Symptoms can include:

  • Hand and head tremors
  • Gastric disturbances
  • Nausea and vomiting
  • Cognitive difficulties
  • Intense fatigue
  • Irritability, anxiety and mood swings
  • Inability to feel pleasure
  • Cravings for alcohol
  • Seizures, coma and death may occur

What To Do About It

Alcoholism or addiction is a very serious problem, but also a very treatable one. The first step is getting help.
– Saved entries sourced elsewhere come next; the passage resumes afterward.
PR #7914, opened 2025-07-02
Keyword: Warp

Hanmac:
from my current understanding (until next week),
it counts as warped when exiled by the Warp ability.

### DIFF
--- a/forge-game/src/main/java/forge/game/GameActionUtil.java
+++ b/forge-game/src/main/java/forge/game/GameActionUtil.java
@@ -248,6 +248,14 @@ public final class GameActionUtil {
                     alternatives.add(foretold);
                 }
 
+                if (source.isWarped() && activator.equals(source.getOwner()) && !source.enteredThisTurn() && !source.getManaCost().isNoCost()) {
+                    final SpellAbility normalWarp = sa.copy(activator);
+                    normalWarp.getRestrictions().setZone(ZoneType.Exile);
+                    // no alternative cost for this
+                    normalWarp.putParam("AfterDescription", "(From Warp)");
+                    alternatives.add(normalWarp);
+                }
+
                 if (activator.canCastSorcery() && source.isPlotted() && source.isInZone(ZoneType.Exile) && activator.equals(source.getOwner()) && !source.enteredThisTurn()) {
                     final SpellAbility plotted = sa.copyWithNoManaCost(activator);
                     plotted.setAlternativeCost(AlternativeCost.Plotted);
--- a/forge-game/src/main/java/forge/game/keyword/Keyword.java
+++ b/forge-game/src/main/java/forge/game/keyword/Keyword.java
@@ -200,6 +200,7 @@ public enum Keyword {
     VANISHING("Vanishing", KeywordWithAmount.class, false, "This permanent enters with {%d:time counter} on it. At the beginning of your upkeep, remove a time counter from it. When the last is removed, sacrifice it."),
     VIGILANCE("Vigilance", SimpleKeyword.class, true, "Attacking doesn't cause this creature to tap."),
     WARD("Ward", KeywordWithCost.class, false, "Whenever this permanent becomes the target of a spell or ability an opponent controls, counter it unless that player pays %s."),
+    WARP("Warp", KeywordWithCost.class, false, "You may cast this card from your hand for its warp cost. Exile this creature at the beginning of the next end step, then you may cast it from ecile on a later turn."),
     WITHER("Wither", SimpleKeyword.class, true, "This deals damage to creatures in the form of -1/-1 counters."),
 
     // mayflash additional cast
--- a/forge-gui/res/cardsfolder/upcoming/anticausal_vestige.txt
+++ b/forge-gui/res/cardsfolder/upcoming/anticausal_vestige.txt
@@ -1,0 +1,10 @@
+Name:Anticausal Vestige
+ManaCost:6
+Types:Creature Eldrazi
+PT:7/5
+T:Mode$ ChangesZone | ValidCard$ Card.Self | Origin$ Battlefield | Execute$ TrigDraw | TriggerDescription$ When this creature leaves the battlefield, draw a card, then you may put a permanent card with mana value less than or equal to the number of lands you control from your hand onto the battlefield tapped.
+SVar:TrigDraw:DB$ Draw | SubAbility$ DBChangeZone
+SVar:DBChangeZone:DB$ ChangeZone | ChangeType$ Permanent.YouCtrl+cmcLEX | Origin$ Hand | Tapped$ True | Destination$ Battlefield | TgtPrompt$ Select permanent card with mana value less than or equal to the number of lands you control
+SVar:X:Count$Valid Land.YouCtrl
+K:Warp:4
+Oracle:When this creature leaves the battlefield, draw a card, then you may put a permanent card with mana value less than or equal to the number of lands you control from your hand onto the battlefield tapped.\nWarp {4} (You may cast this card from your hand for its warp cost. Exile this creature at the beginning of the next end step, then you may cast it from ecile on a later turn.)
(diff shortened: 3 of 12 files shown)


forge-game/src/main/java/forge/game/keyword/Keyword.java
```diff
@@ -200,6 +200,7 @@ public enum Keyword {
     VANISHING("Vanishing", KeywordWithAmount.class, false, "This permanent enters with {%d:time counter} on it. At the beginning of your upkeep, remove a time counter from it. When the last is removed, sacrifice it."),
     VIGILANCE("Vigilance", SimpleKeyword.class, true, "Attacking doesn't cause this creature to tap."),
     WARD("Ward", KeywordWithCost.class, false, "Whenever this permanent becomes the target of a spell or ability an opponent controls, counter it unless that player pays %s."),
+    WARP("Warp", KeywordWithCost.class, false, "You may cast this card from your hand for its warp cost. Exile this creature at the beginning of the next end step, then you may cast it from ecile on a later turn."),
```
squee1968: typo

forge-gui/res/cardsfolder/upcoming/anticausal_vestige.txt
```diff
@@ -0,0 +1,10 @@
+Name:Anticausal Vestige
+ManaCost:6
+Types:Creature Eldrazi
+PT:7/5
+T:Mode$ ChangesZone | ValidCard$ Card.Self | Origin$ Battlefield | Execute$ TrigDraw | TriggerDescription$ When this creature leaves the battlefield, draw a card, then you may put a permanent card with mana value less than or equal to the number of lands you control from your hand onto the battlefield tapped.
+SVar:TrigDraw:DB$ Draw | SubAbility$ DBChangeZone
+SVar:DBChangeZone:DB$ ChangeZone | ChangeType$ Permanent.YouCtrl+cmcLEX | Origin$ Hand | Tapped$ True | Destination$ Battlefield | TgtPrompt$ Select permanent card with mana value less than or equal to the number of lands you control
+SVar:X:Count$Valid Land.YouCtrl
+K:Warp:4
+Oracle:When this creature leaves the battlefield, draw a card, then you may put a permanent card with mana value less than or equal to the number of lands you control from your hand onto the battlefield tapped.\nWarp {4} (You may cast this card from your hand for its warp cost. Exile this creature at the beginning of the next end step, then you may cast it from ecile on a later turn.)
```
squee1968: typo

Hanmac:
there is some leak ala "Warp Equal to their Mana Value"
which means that it probably should be moved to the Place where Flashback:ManaValue is built

forge-gui/res/cardsfolder/upcoming/timeline_culler.txt
```diff
@@ -0,0 +1,8 @@
+Name:Timeline Culler
+ManaCost:B B
+Types:Creature Drix Warlock
+PT:2/2
+K:Haste
+S:Mode$ Continuous | Affected$ Card.Self | MayPlay$ True | ValidSA$ Spell.Warp | AffectedZone$ Graveyard | EffectZone$ Graveyard | Description$ You may cast CARDNAME from your graveyard using its wrap ability.
+K:Warp:B PayLife<2>
+Oracle:Haste\nYou may cast this card from your graveyard using its wrap ability.\nWarp—{B}, Pay 2 life. (You may cast this card from your hand for its warp cost. Exile this creature at the beginning of the next end step, then you may cast it from exile on a later turn.)
```
tool4ever: wrong Oracle

Hanmac: stupid oracle text, one of them said: "if you do" , the other doesn't

forge-gui/res/cardsfolder/upcoming/timeline_culler.txt
```diff
@@ -0,0 +1,8 @@
+Name:Timeline Culler
+ManaCost:B B
+Types:Creature Drix Warlock
+PT:2/2
+K:Haste
+S:Mode$ Continuous | Affected$ Card.Self | MayPlay$ True | ValidSA$ Spell.Warp | AffectedZone$ Graveyard | EffectZone$ Graveyard | Description$ You may cast CARDNAME from your graveyard using its wrap ability.
+K:Warp:B PayLife<2>
+Oracle:Haste\nYou may cast this card from your graveyard using its wrap ability.\nWarp—{B}, Pay 2 life. (You may cast this card from your hand of graveyard for its warp cost. If you do, exile this creature at the beginning of the next end step, then you may cast it from exile on a later turn.)
```
tool4ever: "wrap"

Hanmac:
@tool4ever should we merge this for now?

Or should we do this different?
- "isWarped" might be better as property ala plotted if there is something that can make it "warped" (then i don't need ExiledSA)?
- The Keyword might need to be generated somewhere else if something gives "Warp" Keyword to other Cards/Spells (see Blitz)

forge-game/src/main/java/forge/game/GameActionUtil.java
```diff
@@ -248,6 +248,14 @@ public static List<SpellAbility> getAlternativeCosts(final SpellAbility sa, fina
                     alternatives.add(foretold);
                 }
 
+                if (source.isWarped() && activator.equals(source.getOwner()) && !source.enteredThisTurn() && !source.getManaCost().isNoCost()) {
+                    final SpellAbility normalWarp = sa.copy(activator);
```
tool4ever: you need to build it earlier so real AltCost see it here
otherwise how can friend Henzie blitz it?

Hanmac: I don't know
casting from Warp isn't an Alternative Cost (but Alternative Zone)

so my Gut says, you can Blitz warped Cards from Exile

tool4ever: yes, you should allow it just like for Adventure

Hanmac: I think it depends on if there is something that make a card in exile become "warped"

if not, then i might do a Mayplay Effect similar to the Adventure Part

tool4ever:
> "isWarped" might be better as property ala plotted if there is something that can make it "warped" (then i don't need ExiledSA)?

I think the other fields could be cleaned up with it...?
`exiledSA.isKeyword(Keyword.PLOT) || exiledSA.hasParam("Plotted")`

Hanmac:
> > "isWarped" might be better as property ala plotted if there is something that can make it "warped" (then i don't need ExiledSA)?
> 
> I think the other fields could be cleaned up with it...? `exiledSA.isKeyword(Keyword.PLOT) || exiledSA.hasParam("Plotted")`

Doesn't work, because "BecomesPlotted" is a Trigger

forge-game/src/main/java/forge/game/GameActionUtil.java
tool4ever: why resolve, it doesn't work ;/

Hanmac: I will do Blitz stuff later

tool4ever: Hmn, it's not only for Blitz
All AltCost like _As Foretold_ can't work like this
I'll try a fix imo

Hanmac:
I still don't know if I should like `ExiledSA` or not 🤔

tool4ever:
I don't care too much because all of that probably needs refactor when linked ability support gets a better implementation.

FWIW a dumb corner case with _Skullbriar_ + _Evelyn_ exists because she says: "exiled by an ability you controlled" 💩

Hanmac:
> I don't care too much because all of that probably needs refactor when linked ability support gets a better implementation.

I meant the check that is behind the `isWarped` function.
I don't know if a simple `bool warped = false` would have been better

Hanmac:
Next card I'm going to add:
> choose a creature you control, or a warped creature card you own in exile

this should work with my warped property

=
what I'm scared, if there is a card that says: "exile card X, it becomes warped" :/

If you see any of the signs of alcoholism in yourself or a loved one, consider finding an inpatient alcohol addiction treatment center for the best chances of recovery. The nature of inpatient treatment means that you live in the center full-time during your treatment. This provides stability and and alcohol-free environment while also safeguarding you against the pressures of everyday life. Under these circumstances, the opportunity and desire for relapse are lessened significantly. In addition, patients receive professional, personalized care that is tailored to their unique needs and challenges.